Will there be an SDLP in 2009?
Didn’t Mark Durkan stand aside from the executive and appoint Ritchie as minister for the sole purpose of raising her profile to beat Caitriona Ruane in South Down?
Obviously he forgot to tell McGrady he was supposed to go away. So Durkan’s lost out for no reason at all. There’s party discipline for you.
So it wouldn’t just have been a case of freezing assembly business, or what passes for it, until Christmas. An election would have frozen the north’s 2007 politics until 2011 when new assembly, European and Westminster elections would have been likely in the same year. As it is, now it looks as though there might be a chance to shift the ice-pack in 2009.

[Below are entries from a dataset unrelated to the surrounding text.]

Issue #2749, opened 2026-08-25
Factory Droid: the DESIGN.md design-guidelines channel is never emitted


dyoshikawa:
`#2725` covered two gaps; only gap 1 (the four packaging frontmatter fields) was implemented in #2748, and the `Closes` line auto-closed the issue. Recording gap 2 separately so it is not lost.

[Factory Droid's AGENTS.md docs](https://docs.factory.ai/cli/configuration/agents-md) list `DESIGN.md` / `Design.md` / `design.md` as an instruction surface distinct from `AGENTS.md`: *"Always-on design-system, UX, visual, and interaction guidance... Loaded separately as design guidelines"*, versus `AGENTS.md` which is *"Loaded as coding guidelines"*. It shipped in v0.96.0 (2026-04-07).

rulesync never emits it: `FactorydroidRule.getSettablePaths` (`src/features/rules/factorydroid-rule.ts`) writes only root `AGENTS.md` (global `.factory/AGENTS.md`) plus `.factory/rules/*.md`, and `grep -rn "DESIGN.md" src/ --include=*.ts` finds nothing.

The content still reaches the model through `AGENTS.md`, so the loss is channel classification rather than content. Supporting it needs a way to mark a rule as design guidance plus an `extraFixedFile`-style second root output, which is a design decision rather than a mechanical fix - hence a separate issue.

PR #2748, opened 2026-08-24
feat(skills): keep Factory Droid skill packaging frontmatter

dyoshikawa:
## Summary

Follows up the skills half of #2725: the four Factory Droid packaging frontmatter fields (`license`, `compatibility`, `metadata`, `version`) documented at <https://docs.factory.ai/cli/configuration/skills> were unmodeled and silently dropped in both conversion directions, because `toRulesyncSkill` and `fromRulesyncSkill` built explicit object literals that the `looseObject` passthrough could not rescue.

## Changes

- `FactorydroidSkillFrontmatterSchema` and the `factorydroid` block of the rulesync skill frontmatter now declare `license`, `compatibility`, `metadata` and `version`.
- Both conversion directions adopt the rest-spread pattern already used by `KiroSkill`, so every key other than `name`/`description` survives the round trip - including keys rulesync does not model yet. On the way back the section is spread first and then overridden by the resolved `disable-model-invocation` / `user-invocable` values, so root-level defaults keep winning; both resolvers already prefer a defined section value, so the override never discards one.
- `version` accepts a number as well as a string: an unquoted YAML `version: 1.0` parses as a number, and rejecting it would fail the import of a skill file Droid itself accepts.
- `docs/reference/file-formats.md` documents the four fields (and the embedded docs are regenerated).

## Not included

Gap 2 of the issue - emitting the `DESIGN.md` design-guidelines channel - is deliberately left out. The issue itself marks it optional and lower priority: the content still reaches the model through `AGENTS.md`, so the loss is channel classification rather than content, and supporting it needs a way to mark a rule as design guidance plus a second fixed root output. That deserves its own issue and design discussion rather than riding along here.

## Testing

- `pnpm cicheck` (green)
- New unit tests cover both directions for the four fields, the beyond-schema passthrough key, the root-flag precedence over the spread section, and the numeric `version`. Each was verified to fail when the corresponding fix is reverted.

Closes #2725

PR #2911, opened 2026-09-03
fix(skills): stop rejecting packaging metadata shapes tools tolerate

### LINKED ISSUE #2750: skills: a strictly typed optional frontmatter field turns a tolerated value into an aborted run
While reviewing #2748 it turned out that declaring an optional frontmatter field with a concrete type is not free: it converts a value that used to ride the `looseObject` passthrough into a hard parse failure, and a single such file aborts the whole `import` / `generate` run.

Measured on `main` before #2748, with `.factory/skills/bad/SKILL.md`:

| value | before the field was declared | after |
| --- | --- | --- |
| `license: 123` | imports | `Invalid input: expected string, received number`, run aborts |
| `compatibility: [droid, other]` | imports | `invalid_union`, run aborts |
| `metadata: just-a-string` | imports | `expected object, received string`, run aborts |
| `version: 2026-01-01` (js-yaml returns a `Date`) | imports | `invalid_union`, run aborts |

#2748 resolved this for `factorydroid` by declaring the four packaging fields as `z.unknown()`: the field stays documented and is carried through both directions, but its value is not constrained. The reasoning is that the tool documents these fields without a type and never validates them, so rulesync must not be stricter than the tool it writes for.

The same fields are still declared strictly elsewhere, and the specs behind them do not define a type either:

- `KiroSkillFrontmatterSchema` (`src/features/skills/kiro-skill.ts`) and the `kiro` block in `src/features/skills/rulesync-skill.ts`
- the `rovodev`, `kilo`, `opencode`, `deepagents`, `agentsskills` blocks in `src/features/skills/rulesync-skill.ts`

So a Kiro `SKILL.md` carrying `license: 123` still fails the whole import today.

Two things to decide:

1. Whether the `z.unknown()` treatment should be extended to the other targets' packaging fields, or whether a spec that does pin a type (the Agent Skills spec types `compatibility` as a 1-500 character string) justifies keeping the strict declaration there.
2. Whether a value that fails a declared field should degrade to a warning plus passthrough instead of aborting the run, which would make the question moot for every field at once.

Also noted in the same review: `KiroSkill.fromRulesyncSkill` spreads the section before `name`/`description`, so those two end up last in the emitted frontmatter; #2748 moved `factorydroid` to emitting them first. Worth aligning.

dyoshikawa:
## Summary

PR #2748 fixed Factory Droid's packaging frontmatter fields (`license`, `compatibility`, `metadata`, `version`) by declaring them `z.optional(z.unknown())`, because Factory Droid documents these fields without pinning a type and never validates them: a strictly-typed optional field turns an otherwise-tolerated value into a hard Zod parse failure that aborts the entire `import`/`generate` run for that file.

The same three fields (`license`, `compatibility`, `metadata`) were still declared strictly for six other skill targets. This PR researches each target's own documentation and, where accessible, its actual implementation, and applies the same fix only where the evidence supports it.

## Per-target research and decisions

**Loosened to `z.optional(z.unknown())`** (in both `{tool}-skill.ts` and the matching `rulesync-skill.ts` section):

- **Kilo Code** — docs list `license`/`compatibility`/`metadata` (https://kilo.ai/docs/customize/skills), but Kilo's SKILL.md parser is forked from OpenCode's engine, and its actual `Frontmatter` schema (`packages/core/src/skill.ts` in `Kilo-Org/kilocode`, confirmed via source inspection) does not model these fields at all, so it cannot reject any shape rulesync writes.
- **OpenCode** — docs list the same three fields (https://opencode.ai/docs/skills/), but the actual `Frontmatter` schema it parses SKILL.md with (`packages/core/src/skill.ts` in `sst/opencode`, confirmed via source inspection) omits them entirely.
- **DeepAgents** — dcode's `_parse_skill_metadata` (`libs/deepagents/deepagents/middleware/skills.py` in `langchain-ai/deepagents`, read directly) never hard-fails on an unexpected shape: values are coerced with `str()`, an overlong `compatibility` is truncated with a logged warning, and non-dict `metadata` is replaced with `{}` and a logged warning.

**Left strictly typed (no change)**:

- **Kiro** (https://kiro.dev/docs/skills/) and **Rovo Dev** (https://support.atlassian.com/rovo/docs/extend-rovo-dev-cli-with-agent-skills/) are both closed-source, and both docs explicitly defer to the Agent Skills spec for these fields. The spec (https://agentskills.io/specification) itself pins `compatibility` to a free-form string of 1-500 characters and `metadata` to a string-to-string map — contrary to the issue's premise that "the specs behind them do not define a type either," the spec does define types for these two fields. With no implementation access and no evidence of runtime leniency, these stay strict.
- **agentsskills** is the reference implementation of the Agent Skills spec itself. It already handles nonconforming input via its own warn-and-continue `collectAgentSkillViolations` mechanism rather than via Zod strictness, so it needs no change here.

## Deferred: blanket warn-and-passthrough policy

The issue's second question — whether *any* declared-field validation failure should degrade to a warning plus passthrough as a general policy, rather than deciding field-by-field — is intentionally **not** addressed in this PR. That's a separate, larger design decision for the maintainer, mirroring how PR #2748 deferred its own second gap to issue #2749.

## Also fixed: Kiro frontmatter key order

`KiroSkill.fromRulesyncSkill` spread the `kiro` section before `name`/`description`, so a `kiro` section with any of its own keys pushed `name`/`description` to the end of the emitted frontmatter — unlike every sibling adapter (e.g. `FactorydroidSkill.fromRulesyncSkill`), which always emits `name`/`description` first. Fixed by destructuring `name`/`description` out of the section before building the frontmatter object, matching the established pattern.

## Test plan

- [x] Added a schema round-trip test to `kilo-skill.test.ts` and `opencode-skill.test.ts` proving a previously-rejected shape (numeric `license`, array `compatibility`, scalar `metadata`) now parses.
- [x] Added a `fromDir` test to `deepagents-skill.test.ts` proving the same previously-rejected shapes now import successfully.
- [x] Added a new test to `kiro-skill.test.ts` asserting `name`/`description` are always the first two emitted frontmatter keys, even when the `kiro` section defines other keys.
- [x] `pnpm cicheck` passes (402 test files, 10754 tests; format, lint, typecheck, docs sync, gitignore, supported-tools tables, cspell, secretlint all clean).

Closes #2750

### DIFF
--- a/src/features/skills/deepagents-skill.test.ts
+++ b/src/features/skills/deepagents-skill.test.ts
@@ -99,6 +99,39 @@ Do the thing.`;
       expect(skill.getFrontmatter().name).toBe("My Skill");
       expect(skill.getFrontmatter().description).toBe("A useful skill.");
     });
+
+    it("should import the packaging metadata in the shapes YAML actually produces", async () => {
+      const skillDir = join(testDir, ".deepagents", "skills", "packaged-skill");
+      // dcode never hard-fails on these fields: it coerces with `str()`,
+      // truncates an overlong `compatibility`, and drops non-dict `metadata`
+      // with a warning, so none of them may fail the import of a SKILL.md it
+      // happily loads.
+      const skillContent = `---
+name: packaged-skill
+description: A skill shared through a catalog
+license: MIT
+compatibility:
+  - deepagents
+  - claude-code
+metadata: platform-team
+---
+
+Packaged body`;
+      await writeFileContent(join(skillDir, SKILL_FILE_NAME), skillContent);
+
+      const skill = await DeepagentsSkill.fromDir({
+        outputRoot: testDir,
+        dirName: "packaged-skill",
+        global: false,
+      });
+
+      const section = skill.toRulesyncSkill().getFrontmatter().deepagents;
+      expect(section).toEqual({
+        license: "MIT",
+        compatibility: ["deepagents", "claude-code"],
+        metadata: "platform-team",
+      });
+    });
   });
 
   describe("fromRulesyncSkill", () => {
--- a/src/features/skills/deepagents-skill.ts
+++ b/src/features/skills/deepagents-skill.ts
@@ -28,14 +28,17 @@ const DeepagentsSkillFrontmatterSchema = z.looseObject({
   // still accepted here for tolerant parsing of hand-written files, but on emit
   // rulesync always writes the space-delimited string form.
   "allowed-tools": z.optional(z.union([z.string(), z.array(z.string())])),
-  // Agent Skills spec fields read by dcode's `_parse_skill_metadata`.
-  // https://agentskills.io/specification
-  license: z.optional(z.string()),
-  // The Agent Skills spec defines `compatibility` as a free-form string
-  // (1–500 chars), which is what dcode actually reads; an object form is also
-  // tolerated for backward compatibility (matches the `agentsskills` adapter).
-  compatibility: z.optional(z.union([z.string(), z.looseObject({})])),
-  metadata: z.optional(z.looseObject({})),
+  // dcode's `_parse_skill_metadata` reads `license`, `compatibility`, and
+  // `metadata` (see langchain-ai/deepagents
+  // libs/deepagents/deepagents/middleware/skills.py), but it never hard-fails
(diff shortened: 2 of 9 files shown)


dyoshikawa:
@dyoshikawa Thank you!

What will politics here look like then?
Unionists still playing footsie with each other? Nigel Dodds leader of the DUP?
Surely Paisley will not run at the age of 84?
The UUP won’t go away however. They’ll have to be beaten off the stage and 2009 looks like the time for it with a complete absence of personalities available.
It’s the nationalist side that holds the real interest. Fianna Fail are the real beneficiaries of Brown’s dithering and lack of judgement.
An election in November would have shut them out of politics here until after 2011. They now have two years to make their move. They have said they won’t stand for Westminster so the ideal time for them to move north is in 2009 after Westminster and European elections. The SDLP have real problems finding a European candidate as we saw in 2004.
God knows what they’ll do in 2009. Fianna Fail can hover over the party’s prostrate form like a vulture until both elections are over, then swoop. If Fianna Fail start to organise in 2009 they will have two years before the 2011 assembly elections to get their act together.
It wouldn’t only be the assembly Fianna Fail candidates would set their sights on.
Two years after 2009 would be in nice time for the new councils and there’s a queue of potential Fianna Failers in northern border counties.
The real problem will be finding assembly candidates. Recycled SDLP candidates?
Not very attractive eh? On the other hand, new people might be attracted if Fianna Fail let it be known they’re likely to be nominated for seats in the Seanad in 2012 if they fail to get elected to the assembly in 2011. That way Brian Cowen the new taoiseach can deliver on a promise Bertie made but Michael McDowell and Fine Gael stymied; speaking rights for northerners in the Oireachtas. There is no way the other parties were going to agree if the rights were going to be for Sinn Féin figures, that much they made clear. However, it would be a different matter entirely if the Seanad nominees were northern Fianna Fail members. There’s plenty of precedent going back 25 years of SDLP members nominated to the Seanad, like Seamus Mallon and Brid Rodgers.